* [TASK] Look through the listing and report every line that has "const" in it.

* [INPUT RECORDS]
PR #2254, opened 2021-06-29
Small Clean Up Portion of EmuFile Usage

RadWolfie:
Moving few and properly rename global variables into EmuFile file. Updated CxbxrGetDeviceTypeFromHandle function to check full path than partial path.

### DIFF
--- a/src/core/kernel/support/EmuFile.cpp
+++ b/src/core/kernel/support/EmuFile.cpp
@@ -47,7 +47,11 @@
 #include <filesystem>
 
 // partition emulation directory handles
-HANDLE           g_hCurDir_hack = NULL; // HACK: We should not be depending on this variable. Instead, we should fix/implement Ob/Io objects such as IoCreateDevice.
+HANDLE g_hCurDir_hack = NULL; // HACK: We should not be depending on this variable. Instead, we should fix/implement Ob/Io objects such as IoCreateDevice.
+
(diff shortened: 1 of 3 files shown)


src/core/kernel/support/EmuFile.cpp
```diff
@@ -157,23 +161,44 @@ void io_mu_metadata::flush(const wchar_t lett)
 	ofs.flush();
 }
 
+// NOTE: root_path input must already had called canonical function for optimization purpose.
+static bool CxbxrIsPathInsideRootPath(const std::filesystem::path& path, const std::filesystem::path& root_path)
+{
+	std::error_code rootError, finalError;
+	const std::filesystem::path rootPath = std::filesystem::canonical(root_path, rootError); // TODO: Replace rootPath to root_path when possible.
+	const std::filesystem::path finalPath = std::filesystem::canonical(path, finalError);
+	if (finalError) {
```
CookiePLMonster, line 170: Any reason behind ignoring `rootError`? The "original" code moved from elsewhere didn't ignore it.

RadWolfie: Was intentionally remove canonical call for root path but std::mismatch didn't exactly like it due to root path has extra slash at the end.

Still, we need to convert our file strings into filesystem::path. Then it will be easier to code the filesystem.

ergo720 (approved):

PR #2259, opened 2021-07-14
Removed unnecessary info from the cxbxr title string

ergo720:
This removes from the title string the date of the build and the strings "Loaded" and "Emulating". This, because the latter are just useless, and the former because the build is already uniquely identified by the hash and it's not reliable because we can have multiple builds on the same day. Very often, this led to excessively long title strings, and you could not read the name of the game because of this.

### DIFF
--- a/src/gui/WndMain.cpp
+++ b/src/gui/WndMain.cpp
@@ -205,7 +205,7 @@ WndMain::WndMain(HINSTANCE x_hInstance) :
 	// initialize members
 	{
 		m_classname = "WndMain";
-		m_wndname   = "Cxbx-Reloaded " + std::string(CxbxVersionStr);
+		m_wndname   = "Cxbx-Reloaded " + std::string(CxbxrHashBuild);
 	}
 
 	// load configuration from settings file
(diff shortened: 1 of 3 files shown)


src/gui/WndMain.cpp
```diff
@@ -1868,16 +1868,9 @@ void WndMain::UpdateCaption()
 {
 	char AsciiTitle[MAX_PATH];
 
-	int i = sprintf(AsciiTitle, "Cxbx-Reloaded %s", CxbxVersionStr);
+	int i = sprintf(AsciiTitle, "Cxbx-Reloaded %s", CxbxrHashBuild);
 	if (m_Xbe != nullptr) {
-		if (m_bIsStarted) {
```
PatrickvL, line 1873: Now that the (m_bIsStarted) based selection of "emulating" beats "loaded" is removed: Is there any other visual feedback that emulation started (especially before any graphics are drawn by the title)?

What we have right now:
* At launch of the GUI : Cxbx backdrop in main window
* Once a titles is loaded : game icon in lower right corner 
* When launching emulation : black screen without any progress while symbol scanning
* Once the title starts running : whatever the title shows (could be black due to bugs or title loading) + active led

So the initial two phases don't require additional info in the caption bar, nor do we need any visual feedback while emulating.

But the symbol scanning phase could use some form of feedback, be it a progress bar or simply a waiting cursor, or whatever would be appropriate.

Perhaps not an addition that should belong in this pull request, but something to contemplate...

PatrickvL (approved):

src/gui/WndMain.cpp
ergo720: Moved to https://github.com/Cxbx-Reloaded/Cxbx-Reloaded/issues/2260

gandalfthewhite19890404:
I'm not agree with removing date from title string, it was useful.

LukeUsher:
> I'm not agree with removing date from title string, it was useful.

It is not. It tells you what date the build was compiled but is absolutely meaningless at telling you what that build contained. Only the commit hash provides useful information.

CookiePLMonster:
It can be useful for a quick eyeball of how old the build on the screenshot is though. Retyping the commit hash just to check if it's an out of date build sounds like a lot of effort.

LukeUsher:
> It can be useful for a quick eyeball of how old the build on the screenshot is though. Retyping the commit hash just to check if it's an out of date build sounds like a lot of effort.

It can, but then if a user compiles their own build, the date will not be remotely representative of the contents of the build

ergo720:
The date of the build is still printed in the kernel log file at info level, so you can just retrieve it from there.

Calinou:
> It can, but then if a user compiles their own build, the date will not be remotely representative of the contents of the build

The date could be sourced from the Git commit instead of using the build date. This would also be more friendly to [reproducible builds](https://reproducible-builds.org/) in the long run.

PR #2261, opened 2021-07-14
Removed stdcall from EmuLog functions

ergo720:
`EmuLogEx` and `EmuLogInit` are variadic functions, and thus using stdcall on them is an error and probably caused undefined behavior. This switches them to use cdecl instead.


PatrickvL (approved):
LGTM

PR #2266, opened 2021-07-21
Reworded error message displayed when cxbxr fails to launch an xbe

ergo720:
As the title says, this replaces the error message `"Emulation failed.\n\n If this message repeats, the Xbe is not supported."` with another explaining why the emulation failed to start. This, because the original message is too vague and probably leads to confusion among end users.


LukeUsher (approved):
Excellent use of std::optional

Issue #1450, opened 2018-09-25
Its not possible to play games from Windows share directory.


ruthan:
Pleas,
add support for old game from Windows share directory, other emulators are support it and its nice for playing on multiple machines, i can save lots of space and time.

 Now even i try to load data rom my UNC NAS path:
\\10.0.0.15\Games\Xbox is get:
Received Fatal Message:
Could not open Xbe file for gameName.xbe

RadWolfie:
For windows network sharing, beginning of the path must have double slashes.
`\\__domain_name_or_ip_address__\__path_to_folder_or_file__`

Plus check your settings.ini file if `RecentXbeFiles` key does contain identical to above. If not, add the slash then try again.

LukeUsher:
I've games from a NAS sometimes, and it works just fine: At least I tested with DOAX.
I accessed by share via the UNC path "\\PERSONALCLOUD\\Luke\Xbox\Games\DOAX\default.xbe"

RadWolfie:
Seems github did not output correctly for both @ruthan and @LukeUsher posts.

RadWolfie:
* Are you able to browse on Windows shared directory for xbox game directories?
* Is it a game specific issue?
* Did it happen on start of emulation or later on?

I do not heard of "gameName.xbe". Title's discs are launch from default.xbe at top directory and xboxdash.xbe for official dashboard on harddrive.

haradons:
I have found that when loading games from a NAS that contain a default.xbe that then loads gamename.xbe (Ex. Morrowind.xbe), CXBX will show this error:
![image](https://user-images.githubusercontent.com/13687549/48359320-8ac97c80-e651-11e8-8d5e-87a2bf82f252.png)

RadWolfie:
Hmm... I found the problem (just by looking at the source code).
https://github.com/Cxbx-Reloaded/Cxbx-Reloaded/blob/3393ccc684f7814fdcad16472773ab255cac3c45/src/CxbxKrnl/CxbxKrnl.cpp#L1102-L1119

Line 1112 (remove extra slashes) may had replaced double slashes to single slash from very beginning of the string. A solution would be replace `n=0` to `n=1` to ignore first character of the search.

aevans0001:
So I just upgraded form an October build to January Build, and now network locations are acting the same as above.  It no longer sees my Mapped drive and if I use \\mediacenter\games  it finds them but refuses to load , like above

[...]

PR #1413, opened 2018-08-26
Fix both retail and demo discs with given current directory

RadWolfie:
Following titles are functional: (demos didn't work right before)
* Xbox Demos [XK-001 v1.01]
* Whacked
  * Xbox demos
* RalliSport Challenge
  * Xbox demos
* Quantum Redshift
  * Xbox demos

Confirmed does not regress:
* Xbox dashboard
  * Xbox Live

PR #2267, opened 2021-07-26
Fix loading from UNC paths

NZJenkins:
Remove unexplained slash processing
which breaks UNC paths

related #1450


LukeUsher (approved):

RadWolfie:
Not approved because it break Exhibition Demo Disc's Whacked demo launch. https://github.com/Cxbx-Reloaded/Cxbx-Reloaded/pull/1413 contain whole clean up process and this pr only removed half of the clean up process.

I had proposed a possible solution by move starting index to one but I cannot verify it myself. And there was no feedback from it.

PR #2268, opened 2021-07-26
Print the windows error string when CreateProcess fails to create the new emulation process

ergo720:
This builds upon https://github.com/Cxbx-Reloaded/Cxbx-Reloaded/pull/2266 to be more explicit. It now prints exactly the error string corresponding to error code reported by Windows when `CreateProcess` fails to create the new emulation process for whatever reason.


RadWolfie (approved):
LGTM!

PR #2271, opened 2021-08-01
Some cleanup kernel process

RadWolfie:
I made some breakdown code blocks into their own functions. Moved several functions into its own files. And rename some functions too.


ergo720:
Why rename `CxbxKrnlCleanup(Ex)` to `CxbxrKrnlAbort(Ex)`? It should just be `CxbxrAbort(Ex)` in my opinion, because we use this function everywhere in the code base to terminate the emulation when a fatal error is encountered, not just to terminate the kernel.

Not related to the above: do we really need the cxbxr prefix in our functions? After all, this is Cxbx-Reloaded already and so, adding the cxbxr prefix feels pretty much superfluous to me.

PatrickvL:
There's a lot more to do, but if we never start, nothing would happen, so thanks for this cleanup.

RadWolfie:
> Why rename `CxbxKrnlCleanup(Ex)` to `CxbxrKrnlAbort(Ex)`? It should just be `CxbxrAbort(Ex)` in my opinion, because we use this function everywhere in the code base to terminate the emulation when a fatal error is encountered, not just to terminate the kernel.

In case you notice other naming scenario, there's `CxbxKrnlPanic`, `CxbxKrnlSuspend`, `CxbxKrnlResume`, `CxbxKrnlShutDown`, etc. Imo, I think it's better to follow this identical way until they're renamed as well. To something like `CxbxrEmu` or `Emu` prefix.

> Not related to the above: do we really need the cxbxr prefix in our functions? After all, this is Cxbx-Reloaded already and so, adding the cxbxr prefix feels pretty much superfluous to me.

There's dxbx, cxbx, and cxbxr prefixes. They're there to tell the difference like where they came from. Beside, I'm following what we already have setup other than use cxbxr than cxbx.

ergo720:
Reminder for the community that this needs some testing before merging.

literalmente-game:
Verified against almost 30 games here, not a single change

medievil1:
not found any issues here either

src/core/kernel/init/CxbxKrnl.cpp
```diff
@@ -517,6 +517,70 @@ bool HandleFirstLaunch()
...
+			char buffer[16];
+			if (GetConsoleTitle(buffer, 16) != NULL)
+				(void)freopen("nul", "w", stdout);
+		}
+	}
+	return nullptr;
+}
+
+/*! initialize emulation */
+static __declspec(noreturn) void CxbxrKrnlInit(
```
ergo720, line 1009: `__declspec(noreturn)` can be replaced with the C++ attribute `[[noreturn]]`

src/core/kernel/init/CxbxKrnl.cpp
```diff
@@ -1261,77 +1334,21 @@ static __declspec(noreturn) void CxbxrKrnlInit
...
-		CxbxCdrom0DeviceIndex = CxbxRegisterDeviceHostPath(DeviceCdrom0, p_default_mount_path);
-		// Since Chihiro also map Mbfs to the same path as Cdrom0, we'll map it the same way.
-		if (g_bIsChihiro) {
-			(void)CxbxRegisterDeviceHostPath(DriveMbfs, p_default_mount_path);
-		}
-	}
 
 	CxbxrKrnlRegisterDevicePaths();
 
+	bool isEmuDisk = CxbxrKrnlSetupCdRom0Path(BootFlags, lastFind, relative_path);
```
ergo720, line 1346: `isEmuDisk` is useless because it's not used by anything else inside the function.

src/core/kernel/init/CxbxKrnl.cpp
```diff
@@ -853,6 +853,79 @@ static void CxbxrKrnlXbePatchXBEHSig() {
...
+#else
+	// HACK: It is a hack to override XDK's default mount to CdRom0 which may not exist when launch to dashboard directly.
+	// Otherwise, titles may launch to dashboard, more specifically xbox live title, and back.
+	if (CxbxCdrom0DeviceIndex == -1 || lastFind != std::string::npos) {
+#endif
+		CxbxCreateSymbolicLink(DriveD, relative_path.string());
+	}
+}
+
+static bool CxbxrKrnlSetupCdRom0Path(int BootFlags, int lastFind, std::filesystem::path relative_path)
```
ergo720, line 869: The original code that `CxbxrKrnlSetupCdRom0Path` is replacing was only using `isEmuDisk` internally. Thus, I believe that returning the variable is unnecessary.

src/core/kernel/init/CxbxKrnl.cpp
RadWolfie: I don't remember why I had it returned. Might be due to an older revision I had made to compress the changes.
Good finding. 👍

src/core/kernel/init/CxbxKrnl.cpp
RadWolfie: 👍
I'll also update `CxbxrKrnlAbortEx` and any relative code in new commit.

src/core/kernel/init/CxbxKrnl.cpp
RadWolfie: Actually, it is used. About 13 lines down.

ergo720: In that case you can add a call to `CxbxrIsPathInsideEmuDisk` before `CxbxrKrnlSetupCdRom0Path`, and pass `isEmuDisk` as an argument. This way, the call to `CxbxrIsPathInsideEmuDisk` from inside `CxbxrKrnlSetupCdRom0Path` can be removed as well.

RadWolfie: done

src/core/kernel/init/CxbxKrnl.cpp
RadWolfie: done, it wouldn't compile after `static`. So I had to put it before `static`.

RadWolfie:
Two review remarks was made in private discussion which has been submit in this pull request.

- `Relocate src/core/kernel/support/EmuFilePaths.hpp` to `src/common/FilePaths.hpp`
- Rename `CxbxKrnlCleanup(Ex)` to `CxbxKrnlAbort(Ex)` in separate commit.

ergo720 (approved):

PR #2281, opened 2021-09-14
Fix flicker in antialias sample

NZJenkins:
Improve X_D3DSWAP_COPY behaviour

As I understand, the antialias and backbufferscale samples are supposed to render their UI to the frontbuffer, so they don't have to worry about the backbuffer changing resolution (actual or effective).
They call Swap with X_D3DSWAP_COPY before they draw the UI
And when done, they call swap with X_D3DSWAP_FINISH

We would present on every swap call, so presenting before the frame was finished. The UI would flicker since it was only rendered to the frame 50% of the time

This PR
* Skips presenting when swap is called with D3DSWAP_COPY, and let the title continue rendering
* Disables multisampling and backbufferscale scale factors which should behave similarly to rendering to the frontbuffer (not sure this will always be accurate?)

### DIFF
--- a/src/core/hle/D3D8/Direct3D9/Direct3D9.cpp
+++ b/src/core/hle/D3D8/Direct3D9/Direct3D9.cpp
@@ -183,6 +183,8 @@ static xbox::X_D3DBaseTexture        CxbxActiveTextureCopies[xbox::X_D3DTS_STAGE
 xbox::X_D3DVIEWPORT8 g_Xbox_Viewport = { 0 };
 float g_Xbox_BackbufferScaleX = 1;
 float g_Xbox_BackbufferScaleY = 1;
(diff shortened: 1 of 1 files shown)


LukeUsher:
Any chance of getting a LOG_TEST_CASE specifically on X_D3DSWAP_COPY? that way we can track which titles use this functionality.

literalmente-game:
Tested all the games known to have "screen flickering" issues, none from the list changed:

- MotoGP 2
- MotoGP 3
- Total Immersion Racing
- Without Warning
- The Suffering
- The Suffering: Ties that Bind
- World Series Baseball 2K3
- The Bible Game
- Freaky Flyers
- The Matrix  - Path of Neo
- Enter the Matrix
- Test Drive - Eve of Destruction
- Whiplash

PR #432, opened 2017-03-18
Fix util:InternetShortcut.

barnson:
wixtoolset/issues#5522


src/Setup/CoreMsi/CoreMsi.wxs
```diff
@@ -41,6 +41,11 @@
                 <RemoveFolder Id="CleanupShortcutFolder" Directory="ShortcutFolder" On="uninstall" />
             </Component>
 
+            <Component Directory="BinFolder">
+                <File Source="common\wixtoolset.org.ico" />
+                <util:InternetShortcut Id="wixtoolset.org" Directory="ShortcutFolder" Name="WiX Home Page" Target="http://wixtoolset.org/" IconFile="file://[#wixtoolset.org.ico]" />
```
rseanhall: That's one way of writing a regression test...

barnson: Exactly. It's why I wish we used WixStdBA but then we'd lose MBA "coverage."

PR #441, opened 2017-04-14
Prevent repairing of .NET prerequisite package

dvorn:
Fixes #5561 https://github.com/wixtoolset/issues/issues/5561


robmen:
Fixed in v4

PR #446, opened 2017-06-01
Issue #5601: Support RemotePayload for and Payload (not just ExePackage)

nirbar:
Done to reduce bind time of multitude unchanging payloads (e.g. SQL server). 
Without this, each build computes hashes for them all which consumes a lot of time.
Runtime behavior is unchanged.


barnson:
Issue was v4.x.

PR #447, opened 2017-06-02
Some LEADTools dlls create bad default values for some keys that incl…

cessna048:
…ude null characters and other garbage.  Truncate REG_SZ values at the first null character.


cessna048:
I am the originator of bug 3096 (formerly bug 2496 on SourceForge) I finally got around to debugging it and determined that the LEADTools filters are creating bad registry entries that have null characters and other garbage.   The .NET Framework RegistryKey API is happily reading in the entire buffer but the serializer is later choking on the nulls.   This code truncates the string at the first null character.

barnson:
Truncation is bad (data loss) but maybe in v4 we can use `[~]`?

rseanhall:
https://github.com/wixtoolset/issues/issues/3096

* [ANSWER SECTION]
@@ -157,23 +161,44 @@ void io_mu_metadata::flush(const wchar_t lett)
+static bool CxbxrIsPathInsideRootPath(const std::filesystem::path& path, const std::filesystem::path& root_path)
+	const std::filesystem::path rootPath = std::filesystem::canonical(root_path, rootError); // TODO: Replace rootPath to root_path when possible.
+	const std::filesystem::path finalPath = std::filesystem::canonical(path, finalError);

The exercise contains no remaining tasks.